■ WHAT YOU NEED TO DO ■
Wherever the string "noun" appears in a line of the listing below, report that line.

(DATA FOR PROCESSING begins)

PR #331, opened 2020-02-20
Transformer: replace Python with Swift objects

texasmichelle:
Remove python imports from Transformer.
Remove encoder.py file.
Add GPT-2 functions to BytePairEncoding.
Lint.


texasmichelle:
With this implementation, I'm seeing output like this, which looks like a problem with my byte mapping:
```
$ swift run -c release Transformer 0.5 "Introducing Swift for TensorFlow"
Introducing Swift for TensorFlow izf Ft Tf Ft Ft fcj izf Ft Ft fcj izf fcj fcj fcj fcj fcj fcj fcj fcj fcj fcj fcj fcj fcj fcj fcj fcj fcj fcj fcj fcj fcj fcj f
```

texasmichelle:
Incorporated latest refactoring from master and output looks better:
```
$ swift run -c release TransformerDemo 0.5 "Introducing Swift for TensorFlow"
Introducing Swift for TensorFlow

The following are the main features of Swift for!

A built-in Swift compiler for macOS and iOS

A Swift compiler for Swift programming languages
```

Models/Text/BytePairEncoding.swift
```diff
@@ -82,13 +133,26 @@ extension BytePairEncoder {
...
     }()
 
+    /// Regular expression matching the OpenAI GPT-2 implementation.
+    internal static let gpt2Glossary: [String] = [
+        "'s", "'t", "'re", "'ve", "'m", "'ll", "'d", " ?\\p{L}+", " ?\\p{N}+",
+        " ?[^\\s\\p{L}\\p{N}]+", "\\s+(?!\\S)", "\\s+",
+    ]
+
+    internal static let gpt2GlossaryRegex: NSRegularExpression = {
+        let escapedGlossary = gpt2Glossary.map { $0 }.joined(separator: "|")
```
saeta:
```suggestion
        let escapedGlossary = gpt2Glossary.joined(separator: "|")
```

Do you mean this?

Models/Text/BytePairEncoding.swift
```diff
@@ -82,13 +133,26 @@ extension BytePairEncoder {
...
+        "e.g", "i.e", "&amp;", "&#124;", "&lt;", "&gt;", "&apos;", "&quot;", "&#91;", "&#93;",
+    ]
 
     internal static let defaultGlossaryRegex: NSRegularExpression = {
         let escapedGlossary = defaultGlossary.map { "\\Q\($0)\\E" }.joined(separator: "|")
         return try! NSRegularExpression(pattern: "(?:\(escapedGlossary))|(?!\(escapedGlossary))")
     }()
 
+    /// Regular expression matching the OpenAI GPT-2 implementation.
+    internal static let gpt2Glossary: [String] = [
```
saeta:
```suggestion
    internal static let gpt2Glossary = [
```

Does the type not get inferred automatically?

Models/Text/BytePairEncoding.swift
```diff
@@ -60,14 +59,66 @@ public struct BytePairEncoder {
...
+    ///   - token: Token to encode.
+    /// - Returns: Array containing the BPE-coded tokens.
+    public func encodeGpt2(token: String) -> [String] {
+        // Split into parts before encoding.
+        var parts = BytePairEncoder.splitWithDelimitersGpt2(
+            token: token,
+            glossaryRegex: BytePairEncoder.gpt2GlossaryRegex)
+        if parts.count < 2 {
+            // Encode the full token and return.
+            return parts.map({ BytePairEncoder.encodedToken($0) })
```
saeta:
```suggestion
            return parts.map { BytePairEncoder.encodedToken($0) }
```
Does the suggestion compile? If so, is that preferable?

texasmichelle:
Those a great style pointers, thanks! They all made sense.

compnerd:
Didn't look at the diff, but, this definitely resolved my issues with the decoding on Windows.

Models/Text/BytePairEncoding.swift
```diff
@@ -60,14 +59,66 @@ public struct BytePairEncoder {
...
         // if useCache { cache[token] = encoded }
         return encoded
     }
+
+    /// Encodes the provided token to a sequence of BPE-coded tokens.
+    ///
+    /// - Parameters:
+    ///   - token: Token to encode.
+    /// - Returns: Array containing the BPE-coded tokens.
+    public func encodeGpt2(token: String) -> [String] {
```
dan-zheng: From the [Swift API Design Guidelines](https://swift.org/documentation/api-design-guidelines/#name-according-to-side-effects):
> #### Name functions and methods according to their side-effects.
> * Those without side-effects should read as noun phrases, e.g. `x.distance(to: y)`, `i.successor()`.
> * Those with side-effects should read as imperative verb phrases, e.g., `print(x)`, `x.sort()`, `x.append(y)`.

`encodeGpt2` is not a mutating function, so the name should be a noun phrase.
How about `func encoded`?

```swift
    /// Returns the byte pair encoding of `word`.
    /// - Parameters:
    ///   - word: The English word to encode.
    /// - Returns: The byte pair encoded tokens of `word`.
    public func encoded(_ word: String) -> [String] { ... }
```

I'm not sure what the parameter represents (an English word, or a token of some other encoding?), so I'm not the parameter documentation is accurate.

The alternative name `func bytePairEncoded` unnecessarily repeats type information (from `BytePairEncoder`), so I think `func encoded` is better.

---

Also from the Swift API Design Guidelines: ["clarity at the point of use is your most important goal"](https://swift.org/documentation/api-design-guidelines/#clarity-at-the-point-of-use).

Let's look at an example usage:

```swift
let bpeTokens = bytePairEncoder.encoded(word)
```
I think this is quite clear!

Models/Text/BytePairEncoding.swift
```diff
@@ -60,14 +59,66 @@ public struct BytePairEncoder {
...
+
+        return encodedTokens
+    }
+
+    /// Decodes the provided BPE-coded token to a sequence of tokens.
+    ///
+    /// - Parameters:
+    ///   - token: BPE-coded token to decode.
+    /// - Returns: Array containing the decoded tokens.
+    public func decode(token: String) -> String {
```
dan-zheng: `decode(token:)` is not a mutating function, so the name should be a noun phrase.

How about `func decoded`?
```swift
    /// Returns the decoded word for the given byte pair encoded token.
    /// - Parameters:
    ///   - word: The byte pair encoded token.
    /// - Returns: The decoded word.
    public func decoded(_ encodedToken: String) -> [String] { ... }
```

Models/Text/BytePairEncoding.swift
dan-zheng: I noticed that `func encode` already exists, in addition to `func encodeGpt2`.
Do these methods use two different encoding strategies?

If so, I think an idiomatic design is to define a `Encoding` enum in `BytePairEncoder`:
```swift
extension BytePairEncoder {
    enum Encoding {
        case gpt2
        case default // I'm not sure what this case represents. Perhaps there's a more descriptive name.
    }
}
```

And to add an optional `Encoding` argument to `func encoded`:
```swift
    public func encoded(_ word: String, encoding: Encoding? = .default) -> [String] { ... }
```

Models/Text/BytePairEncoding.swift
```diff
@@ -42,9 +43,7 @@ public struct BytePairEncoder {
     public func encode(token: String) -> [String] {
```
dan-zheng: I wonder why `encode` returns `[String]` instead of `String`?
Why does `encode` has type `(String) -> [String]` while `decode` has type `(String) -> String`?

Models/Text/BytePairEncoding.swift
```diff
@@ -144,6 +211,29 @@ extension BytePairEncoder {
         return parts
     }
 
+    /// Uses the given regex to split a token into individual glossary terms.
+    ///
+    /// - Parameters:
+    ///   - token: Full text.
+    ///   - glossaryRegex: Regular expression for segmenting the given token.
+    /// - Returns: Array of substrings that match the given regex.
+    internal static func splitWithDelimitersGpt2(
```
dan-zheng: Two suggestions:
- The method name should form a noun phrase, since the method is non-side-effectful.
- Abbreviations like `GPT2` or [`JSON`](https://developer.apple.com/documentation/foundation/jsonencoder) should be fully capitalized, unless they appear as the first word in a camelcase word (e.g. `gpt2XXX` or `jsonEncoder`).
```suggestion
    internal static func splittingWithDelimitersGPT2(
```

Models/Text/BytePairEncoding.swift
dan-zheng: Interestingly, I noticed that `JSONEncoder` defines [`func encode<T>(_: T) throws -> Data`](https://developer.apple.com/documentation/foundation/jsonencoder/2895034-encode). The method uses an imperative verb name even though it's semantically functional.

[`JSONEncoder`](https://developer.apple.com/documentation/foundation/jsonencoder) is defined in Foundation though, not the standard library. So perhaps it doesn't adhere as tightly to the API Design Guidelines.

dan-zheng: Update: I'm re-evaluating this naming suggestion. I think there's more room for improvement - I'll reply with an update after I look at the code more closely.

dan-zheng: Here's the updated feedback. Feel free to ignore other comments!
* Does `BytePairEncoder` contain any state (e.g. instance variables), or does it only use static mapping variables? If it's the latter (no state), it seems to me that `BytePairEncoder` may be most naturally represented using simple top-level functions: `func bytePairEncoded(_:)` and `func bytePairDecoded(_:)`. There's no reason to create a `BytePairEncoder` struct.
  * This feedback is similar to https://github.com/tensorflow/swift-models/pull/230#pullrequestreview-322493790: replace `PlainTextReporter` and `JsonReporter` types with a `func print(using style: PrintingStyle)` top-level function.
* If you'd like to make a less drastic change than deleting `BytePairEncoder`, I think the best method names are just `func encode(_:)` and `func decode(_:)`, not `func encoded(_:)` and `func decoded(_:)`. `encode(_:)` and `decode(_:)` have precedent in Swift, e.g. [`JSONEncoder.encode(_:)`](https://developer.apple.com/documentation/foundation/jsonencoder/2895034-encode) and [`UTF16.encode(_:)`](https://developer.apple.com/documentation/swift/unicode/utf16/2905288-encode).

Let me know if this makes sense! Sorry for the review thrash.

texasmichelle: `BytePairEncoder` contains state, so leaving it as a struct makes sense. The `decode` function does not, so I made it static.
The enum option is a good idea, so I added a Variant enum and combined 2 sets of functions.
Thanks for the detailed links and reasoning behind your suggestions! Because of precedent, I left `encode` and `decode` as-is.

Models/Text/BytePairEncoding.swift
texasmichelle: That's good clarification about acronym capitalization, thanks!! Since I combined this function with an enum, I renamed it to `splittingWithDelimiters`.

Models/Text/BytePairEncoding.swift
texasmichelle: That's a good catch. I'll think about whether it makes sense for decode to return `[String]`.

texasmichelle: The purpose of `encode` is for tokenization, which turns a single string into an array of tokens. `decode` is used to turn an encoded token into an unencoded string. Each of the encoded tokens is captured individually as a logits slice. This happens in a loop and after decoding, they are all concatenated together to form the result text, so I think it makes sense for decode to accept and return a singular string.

(DATA FOR PROCESSING ends)
(DATA FOR PROCESSING begins)

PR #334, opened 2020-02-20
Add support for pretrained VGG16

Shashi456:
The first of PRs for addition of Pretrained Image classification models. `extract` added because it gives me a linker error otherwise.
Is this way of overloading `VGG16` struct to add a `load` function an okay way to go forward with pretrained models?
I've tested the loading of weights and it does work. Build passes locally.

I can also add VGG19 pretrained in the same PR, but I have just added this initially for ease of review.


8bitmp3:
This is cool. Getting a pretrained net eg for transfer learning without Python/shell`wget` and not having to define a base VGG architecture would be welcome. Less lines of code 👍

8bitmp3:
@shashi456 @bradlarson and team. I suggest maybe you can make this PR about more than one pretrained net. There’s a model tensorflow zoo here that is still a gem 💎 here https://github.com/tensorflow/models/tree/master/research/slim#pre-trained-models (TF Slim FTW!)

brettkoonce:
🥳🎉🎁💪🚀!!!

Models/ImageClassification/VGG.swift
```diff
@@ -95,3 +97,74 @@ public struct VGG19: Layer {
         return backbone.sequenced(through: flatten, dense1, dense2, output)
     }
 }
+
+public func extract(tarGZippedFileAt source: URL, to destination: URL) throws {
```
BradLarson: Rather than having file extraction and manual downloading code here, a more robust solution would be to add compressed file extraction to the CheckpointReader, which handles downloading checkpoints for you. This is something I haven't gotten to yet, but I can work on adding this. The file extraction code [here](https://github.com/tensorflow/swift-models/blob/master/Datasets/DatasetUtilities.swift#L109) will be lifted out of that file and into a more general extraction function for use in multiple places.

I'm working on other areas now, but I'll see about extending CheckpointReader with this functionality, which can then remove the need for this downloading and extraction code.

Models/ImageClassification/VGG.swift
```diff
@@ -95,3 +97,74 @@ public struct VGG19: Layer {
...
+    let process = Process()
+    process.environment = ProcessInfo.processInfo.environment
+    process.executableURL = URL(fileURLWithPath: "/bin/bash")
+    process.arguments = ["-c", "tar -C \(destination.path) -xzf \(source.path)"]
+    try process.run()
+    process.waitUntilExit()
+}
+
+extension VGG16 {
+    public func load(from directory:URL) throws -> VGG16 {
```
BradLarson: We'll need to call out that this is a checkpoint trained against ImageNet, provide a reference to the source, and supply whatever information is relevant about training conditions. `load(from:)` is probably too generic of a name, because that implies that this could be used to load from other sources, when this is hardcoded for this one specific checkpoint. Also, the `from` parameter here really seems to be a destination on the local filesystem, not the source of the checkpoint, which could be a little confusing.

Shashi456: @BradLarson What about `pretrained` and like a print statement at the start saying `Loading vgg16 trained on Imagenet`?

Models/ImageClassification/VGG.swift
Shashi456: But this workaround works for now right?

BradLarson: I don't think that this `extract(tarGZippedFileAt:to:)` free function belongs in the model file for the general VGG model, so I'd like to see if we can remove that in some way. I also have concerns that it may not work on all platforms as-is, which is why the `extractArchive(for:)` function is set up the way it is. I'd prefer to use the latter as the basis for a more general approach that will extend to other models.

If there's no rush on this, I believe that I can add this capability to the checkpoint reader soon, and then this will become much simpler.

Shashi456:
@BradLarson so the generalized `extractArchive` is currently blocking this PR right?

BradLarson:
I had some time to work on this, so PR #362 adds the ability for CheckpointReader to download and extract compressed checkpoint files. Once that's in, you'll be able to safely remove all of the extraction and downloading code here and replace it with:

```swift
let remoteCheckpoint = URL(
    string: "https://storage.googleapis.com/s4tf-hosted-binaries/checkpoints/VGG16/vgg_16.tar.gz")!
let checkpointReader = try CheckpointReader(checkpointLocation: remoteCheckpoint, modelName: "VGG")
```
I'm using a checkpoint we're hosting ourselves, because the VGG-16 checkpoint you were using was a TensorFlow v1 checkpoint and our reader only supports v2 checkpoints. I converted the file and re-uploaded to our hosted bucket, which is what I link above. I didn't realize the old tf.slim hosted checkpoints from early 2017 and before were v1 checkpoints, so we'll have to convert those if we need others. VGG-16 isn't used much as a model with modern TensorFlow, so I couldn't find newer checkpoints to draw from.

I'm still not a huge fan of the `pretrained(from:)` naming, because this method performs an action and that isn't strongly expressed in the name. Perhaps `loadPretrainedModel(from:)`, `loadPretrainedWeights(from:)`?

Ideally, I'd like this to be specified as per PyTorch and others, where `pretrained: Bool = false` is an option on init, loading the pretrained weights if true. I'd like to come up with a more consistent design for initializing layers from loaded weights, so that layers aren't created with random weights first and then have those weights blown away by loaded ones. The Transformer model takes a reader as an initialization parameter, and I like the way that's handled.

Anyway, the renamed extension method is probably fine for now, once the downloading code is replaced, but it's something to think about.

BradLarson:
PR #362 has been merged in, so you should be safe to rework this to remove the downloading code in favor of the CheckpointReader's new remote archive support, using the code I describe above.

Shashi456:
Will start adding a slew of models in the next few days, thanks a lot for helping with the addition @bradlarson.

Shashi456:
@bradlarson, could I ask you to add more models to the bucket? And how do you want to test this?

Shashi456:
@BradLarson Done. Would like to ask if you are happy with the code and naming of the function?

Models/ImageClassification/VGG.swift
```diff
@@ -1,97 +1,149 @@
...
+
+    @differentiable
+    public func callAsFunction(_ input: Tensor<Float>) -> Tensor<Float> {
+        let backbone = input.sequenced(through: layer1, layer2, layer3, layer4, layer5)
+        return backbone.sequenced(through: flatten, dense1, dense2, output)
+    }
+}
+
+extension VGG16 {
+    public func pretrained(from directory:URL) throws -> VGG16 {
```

(DATA FOR PROCESSING ends)

■ ANSWER BELOW ■
> * Those without side-effects should read as noun phrases, e.g. `x.distance(to: y)`, `i.successor()`.
`encodeGpt2` is not a mutating function, so the name should be a noun phrase.
dan-zheng: `decode(token:)` is not a mutating function, so the name should be a noun phrase.
- The method name should form a noun phrase, since the method is non-side-effectful.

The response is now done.